Saved entries
PR #6128, opened 2024-01-14
Move most of signal handling to Ryujinx.Cpu project

gdkchan:
This moves most of the signal handling code to the `Ryujinx.Cpu` project. It helps changes like #6057, when we need to install the signal handlers for other execution engines (like other JITs), we still need to set up ARMeilleure JIT cache just to map the signal handling code, and also reference ARMeilleure just to register the tracking ranges. This improves the situation by moving that code out of there. With this change, LightningJit should no longer need to initialize ARMeilleure JIT cache just to add the signal handler.

This can also be useful in the future if we decide to install other signal handler (like for thread suspension for example).

Testing is welcome, I only tested on Windows and macOS.


src/ARMeilleure/Signal/WindowsPartialUnmapHandler.cs
```diff
@@ -137,17 +157,6 @@ private static Operand EmitThreadLocalMapIntGetValuePtr(EmitterContext context,
             return context.Add(structsPtr, context.SignExtend32(OperandType.I64, offset));
         }
 
-#pragma warning disable IDE0051 // Remove unused private member
-        private static void EmitThreadLocalMapIntRelease(EmitterContext context, IntPtr threadLocalMapPtr, Operand threadId, Operand index)
```
gdkchan, line 141: Would be nice to get confirmation from @riperiperi that this is really some leftover, and can be deleted.

riperiperi: I think this method was part of the thread local map, but it's not used on the native side so it's OK to remove.

riperiperi (approved):
LGTM, tested on linux and seems fine. Much cleaner split out like this.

▶ EXERCISE INSTRUCTIONS:
Repeat every entry word for word.

▶ EXERCISE RESPONSE:
PR #6128, opened 2024-01-14
Move most of signal handling to Ryujinx.Cpu project

gdkchan:
This moves most of the signal handling code to the `Ryujinx.Cpu` project. It helps changes like #6057, when we need to install the signal handlers for other execution engines (like other JITs), we still need to set up ARMeilleure JIT cache just to map the signal handling code, and also reference ARMeilleure just to register the tracking ranges. This improves the situation by moving that code out of there. With this change, LightningJit should no longer need to initialize ARMeilleure JIT cache just to add the signal handler.

This can also be useful in the future if we decide to install other signal handler (like for thread suspension for example).

Testing is welcome, I only tested on Windows and macOS.


src/ARMeilleure/Signal/WindowsPartialUnmapHandler.cs
```diff
@@ -137,17 +157,6 @@ private static Operand EmitThreadLocalMapIntGetValuePtr(EmitterContext context,
             return context.Add(structsPtr, context.SignExtend32(OperandType.I64, offset));
         }
 
-#pragma warning disable IDE0051 // Remove unused private member
-        private static void EmitThreadLocalMapIntRelease(EmitterContext context, IntPtr threadLocalMapPtr, Operand threadId, Operand index)
```
gdkchan, line 141: Would be nice to get confirmation from @riperiperi that this is really some leftover, and can be deleted.

riperiperi: I think this method was part of the thread local map, but it's not used on the native side so it's OK to remove.

riperiperi (approved):
LGTM, tested on linux and seems fine. Much cleaner split out like this.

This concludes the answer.